(Task brief): Taking the line with "### LINKED ISSUE #5421: [META][UX]" as the first and the line with "- [ ] #5413 | Improve" as the last, set down exactly every line in that range from the entries below, and no more.

(Task data):
PR #4130, opened 2022-07-09
Issue #5678: Allow Link fields to restrict the URL type.

### LINKED ISSUE #5678: Allow Link fields to be restricted to only internal or external URLs
## Description of the need

If you want to add a Link field to a content type for storing URLs to external websites (e.g. like on the BackdropCMS.org Showcase nodes), users can still enter URLs for internal pages. Additionally, there's an autocomplete that displays a list of matching pages/content on your site (you may not want users seeing this list of content in this situation).

**Advocate:** @olafgrabienski

- Update 31 Aug 2023: see [#issuecomment-1701766330](https://github.com/backdrop/backdrop-issues/issues/5678#issuecomment-1701766330)

## Proposed solution

It'd be nice if there was an option for Link fields to restrict them to either external or internal URLs (or both, as is the situation currently). Then you wouldn't have the autocomplete showing when you only wanted users entering external URLs.

Drupal has the [Advanced Link](https://www.drupal.org/project/advanced_link) contrib module that achieves this, however it also does a bunch of other things too.

## Additional information

Here's a screencast showing the issue on Backdrop's Showcase node form:

Peek 2022-07-09 22-25

Backdrop now optionally allows Link fields to be restricted to just external or internal URLs.

ghost:
Fixes https://github.com/backdrop/backdrop-issues/issues/5678


core/modules/link/link.module
```diff
@@ -420,6 +439,20 @@ function _link_validate(&$item, $delta, $field, $entity, $instance, $langcode, &
         'error_element' => array('url' => FALSE, 'title' => TRUE),
       );
     }
+    // Validate the URL type.
+    if ($instance['settings']['type'] != LINK_BOTH) {
```
indigoxela, line 439: I guess, this should only happen, ` if ($instance['settings']['validate_url']) {...`, see the code block above.

core/modules/link/link.module
```diff
@@ -75,6 +77,18 @@ function link_field_instance_settings_form($field, $instance) {
     '#description' => t('If checked, the URL field is optional and submitting a title alone will be acceptable. If the URL is omitted, the title will be displayed as plain text.'),
   );
 
+  $form['type'] = array(
```
indigoxela, line 80: This form item should probably be (somehow) connected with `$form['validate_url']` above. Maybe use "#states"?

core/modules/link/link.module
```diff
@@ -335,6 +349,11 @@ function link_field_widget_form(&$form, &$form_state, $field, $instance, $langco
     '#type' => $instance['widget']['type'],
     '#default_value' => isset($items[$delta]) ? $items[$delta] : '',
   );
+  if ($instance['settings']['type'] != LINK_BOTH) {
+    $element['#description'] .= ' ' . t('Only %type URLs are allowed.', array(
```
indigoxela: Should this always be there - even if the site builder decided to not add any help text?

Anyway, it probably should only show up, if validation in general is turned on.

quicksketch: We should probably separate this out into two separate strings so it can be fully translated. Right now "internal" and "external" would be used regardless of translation. I would type out the entire string to provide context to translators:

```
$instance['settings']['type'] == LINK_INTERNAL ? t('Only internal paths are allowed.') : t('Only full URLs are allowed.);
```

Though I might lean towards not putting any automatic help text at all, like @indigoxela suggested.

core/modules/link/link.module
```diff
@@ -420,6 +439,20 @@ function _link_validate(&$item, $delta, $field, $entity, $instance, $langcode, &
         'error_element' => array('url' => FALSE, 'title' => TRUE),
       );
     }
+    // Validate the URL type.
+    if ($instance['settings']['type'] != LINK_BOTH) {
+      $url_type = link_validate_url(trim($item['url']));
+      if (($instance['settings']['type'] == LINK_INTERNAL && $url_type === LINK_EXTERNAL) || ($instance['settings']['type'] == LINK_EXTERNAL && in_array($url_type, array(LINK_INTERNAL, LINK_FRONT), TRUE))) {
+        $errors[$field['field_name']][$langcode][$delta][] = array(
+          'error' => 'link_required',
+          'message' => t('Only %type URLs are allowed in %field.', array(
```
quicksketch: This error message has the same problem as above where "internal" and "external" needs to be translatable. This would probably be best as two strings based on the link type.

core/modules/link/link.module
```diff
@@ -75,6 +77,18 @@ function link_field_instance_settings_form($field, $instance) {
     '#description' => t('If checked, the URL field is optional and submitting a title alone will be acceptable. If the URL is omitted, the title will be displayed as plain text.'),
   );
 
+  $form['type'] = array(
+    '#type' => 'radios',
+    '#title' => t('URL type'),
```
klonos:
```suggestion
    '#title' => t('Allowed URL types'),
```

core/modules/link/link.module
```diff
@@ -75,6 +77,18 @@ function link_field_instance_settings_form($field, $instance) {
...
+    '#default_value' => $instance['settings']['type'],
+    '#options' => array(
+      LINK_INTERNAL => t('Internal only'),
+      LINK_EXTERNAL => t('External only'),
+      LINK_BOTH => t('Both (internal and external)'),
+    ),
+    '#description' => t('The type of URLs this field will allow. Internal URLs point to pages on this website; an autocomplete displays matching pages to select from. External URLs point to other websites; no autocomplete is used.'),
+  );
```
klonos: The "The type of URLs this field will allow." bit does not provide any real value - we can move the word "allow"/"allowed" to be part of the radio set label, which will have the same effect.

Then can we please add individual, shorter descriptions to the various options, instead of a single lengthy one?:
```suggestion
  );
  $form['type'][LINK_INTERNAL]['#description'] = t('Internal URLs point to pages on this website; an autocomplete displays matching pages to select from.');
  $form['type'][LINK_EXTERNAL]['#description'] = t('External URLs point to other websites; no autocomplete is used.');
```

core/modules/link/link.module
ghost: Disagree, as per discussion in https://github.com/backdrop/backdrop-issues/issues/5678.

core/modules/link/link.module
ghost: As above.

core/modules/link/link.module
ghost: > Should this always be there - even if the site builder decided to not add any help text?

Not sure... Happy to hear what others have to say. Discuss in https://github.com/backdrop/backdrop-issues/issues/5678 ?

ghost: Ah, nevermind. Just saw @quicksketch's comment below. Will remove this line then.

klonos: [moving comment in the issue, for more visibility/feedback]

quicksketch:
Merged into 1.x for 1.26.0.

PR #4136, opened 2022-07-15
5421 improve cron page

### LINKED ISSUE #5413: Improve clarity of help information on the cron settings page
The current cron settings page at admin/config/system/cron is not as clear as it could be. Here's the current page:

before

Issues:

* It's not clear from this page that the "Cron configuration" is something that will be overridden by any external cron job.
* It's not clear that if an external cron job is set up, this won't be needed.
* Terminology: the user guide calls this "automated cron" (versus "native cron"); we should be consistent with what it's called.
* Terminology: the User Guide doesn't call itself a tutorial, and the linked page isn't a tutorial page, it's a documentation page in the User Guide.

### LINKED ISSUE #5421: [META][UX] Improve the admin/config/system/cron page
Before:

After:

Suggested improvements:
- [ ] Move the "Last run" indication to the top of the page, and make it be a status/warning/error, based on the same logic as the "Cron maintenance tasks" entry in `admin/reports/status` (see if we can reduce code and translatable string duplication along the way).
- [ ] #5413 | Improve clarity of help information on the cron settings page.
- [ ] Distinctly list the various methods to run cron (separate fieldsets, along with help text as needed).
- [ ] Convert the "Never" option in the "Run cron every" dropdown into a separate checkbox that enables/disables the feature - in other words, make it so that this bit in our [documentation page](https://backdropcms.org/cron) is not needed:
   > ## Disabling "automated cron"
   > For performance reasons, or if you want to ensure that cron can only ever run from an external trigger, it may be desirable to disable the automated cron system.
   > 
   > You can disable it by setting the "Run cron every" value to "Never" (e.g., at Administration > Configuration > System > Cron (admin/config/system/cron).
- [ ] Convert the hard-coded options in the "Run cron every" dropdown into a "natural language" set of settings (number field + dropdown for selecting minutes/hours/days/weeks)

bugfolder:
Fixes https://github.com/backdrop/backdrop-issues/issues/5421.
Fixes https://github.com/backdrop/backdrop-issues/issues/5413.


core/modules/system/system.admin.inc
```diff
@@ -1566,41 +1566,99 @@ function system_site_information_settings_submit($form, &$form_state) {
...
+  $form['last_run'] = array(
+    '#type' => 'help',
+    '#markup' => t('Last run: %cron-last ago.', array(
+      '%cron-last' => format_interval(REQUEST_TIME - state_get('cron_last')),)),
+  );
+
   $form['description'] = array(
     '#type' => 'help',
-    '#markup' => t('Cron takes care of running periodic tasks like checking for updates and indexing content for search.'),
+    '#markup' => t('Cron takes care of running periodic tasks like checking for updates and indexing content for search. The preferred way to run such tasks is by <a href="https://en.wikipedia.org/wiki/Cron">setting up native cron jobs</a>. If that is not an available option with your hosting provider, then the following methods are alternatives.'),
```
jenlampton: I don't think we should be linking to wikipedia. In fact, I don't think any of this new text adds value. "The following" also includes the link thats necessary for native cron jobs, so I worry that this might confuse people more than it helps.

core/modules/system/system.admin.inc
```diff
@@ -1566,41 +1566,99 @@ function system_site_information_settings_submit($form, &$form_state) {
 function system_cron_settings($form, &$form_state) {
   global $base_url;
   $form['#config'] = 'system.core';
+  $config = config('system.core');
+
+  $form['last_run'] = array(
+    '#type' => 'help',
```
jenlampton: This isn't help. Let's leave this type as `'#markup'`.

core/modules/system/system.admin.inc
```diff
@@ -1566,41 +1566,99 @@ function system_site_information_settings_submit($form, &$form_state) {
...
+    '#default_value' => $config->get('cron_interval_units'),
+    '#options' => array(
+      60 => t('minutes'),
+      3600 => t('hours'),
+      86400 => t('days'),
+      604800 => t('weeks'),
+    ),
+  );
+  $form['automatic']['interval']['cron_interval_post'] = array(
+    '#markup' => t('ago, run cron on the next page request.'),
```
jenlampton, line 1644: This doesn't translate cleanly. 
Let's move the "ago" to a `field_suffix` on the previous element. This can be more of a complete sentence: `t('run cron on the next page request.');`

core/modules/system/system.install
```diff
@@ -574,7 +574,10 @@ function system_requirements($phase) {
             break;
         }
         if ($change_notice) {
-          $description .= $t('Backdrop core provides a bundled @name module. A different copy of @name module is at %path. Remove this module from your installation to use the core @name module. For more information see the <a href="!url" target="_blank">@name change notice</a>.', array('@name' => $file->info['name'], '%path' => $path, '!url' => 'https://docs.backdropcms.org/node/' . $change_notice));
+          $description .= $t('Backdrop core provides a bundled @name module. A different copy of @name module is at %path. Remove this module from your installation to use the core @name module. For more information see the <a href="!url" target="_blank">@name change notice</a>.', array(
```
jenlampton, line 577: This change looks unrelated to this issue (and since it won't be QA'd as part of this issue, we shouldn't try to squeeze it in here)

core/modules/system/system.install
```diff
@@ -3343,6 +3346,78 @@ function system_update_1085() {
...
+  $config = config('system.core');
+  $threshold = $config->get('cron_safe_threshold');
+  // These are the former values of the cron_safe_threshold select options.
+  $enabled = !!$threshold;
+  switch($threshold) {
+    case 0:
+      $num = 0;
+      $units = 60;
+      break;
+
```
jenlampton, line 3363: We can probably remove some of these blank lines in the switch.

core/modules/comment/tests/comment.test
```diff
@@ -74,7 +74,7 @@ class CommentHelperCase extends BackdropWebTestCase {
 
     // Disable safety cron run that can affect the updating of comment "new"
     // status during shutdown functions when cron takes a long time.
-    config_get('system.core', 'cron_safe_threshold', 0);
+    config_set('system.core', 'auto_cron_enabled', 0);
```
jenlampton, line 77: I don't think we should be changing the variable name. This could cause a lot of problems if someone messes up a config deploy, and cron stops running on their site. I am going to work on an alternative PR with the same UI changes, but no changes to config. 

Also, why the change from get to set?  Is that a bug that should be fixed in it's own issue? 
edit: see https://github.com/backdrop/backdrop-issues/issues/6215

core/modules/system/system.admin.inc
bugfolder: OK, removed.

core/modules/system/system.admin.inc
bugfolder: Left as `#markup`.

core/modules/system/system.install
```diff
@@ -3343,6 +3346,78 @@ function system_update_1085() {
   }
 }
 
+/**
+ * Initialize the number and units of cron setting from the existing possible
+ * values.
+ */
+function system_update_1092() {
```
jenlampton, line 3353: no update hook needed if the original variable name stays.

bugfolder:
Closing in favor of https://github.com/backdrop/backdrop/pull/4512 (or its successors).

(Result of the exercise):
### LINKED ISSUE #5421: [META][UX] Improve the admin/config/system/cron page
Before:

After:

Suggested improvements:
- [ ] Move the "Last run" indication to the top of the page, and make it be a status/warning/error, based on the same logic as the "Cron maintenance tasks" entry in `admin/reports/status` (see if we can reduce code and translatable string duplication along the way).
- [ ] #5413 | Improve clarity of help information on the cron settings page.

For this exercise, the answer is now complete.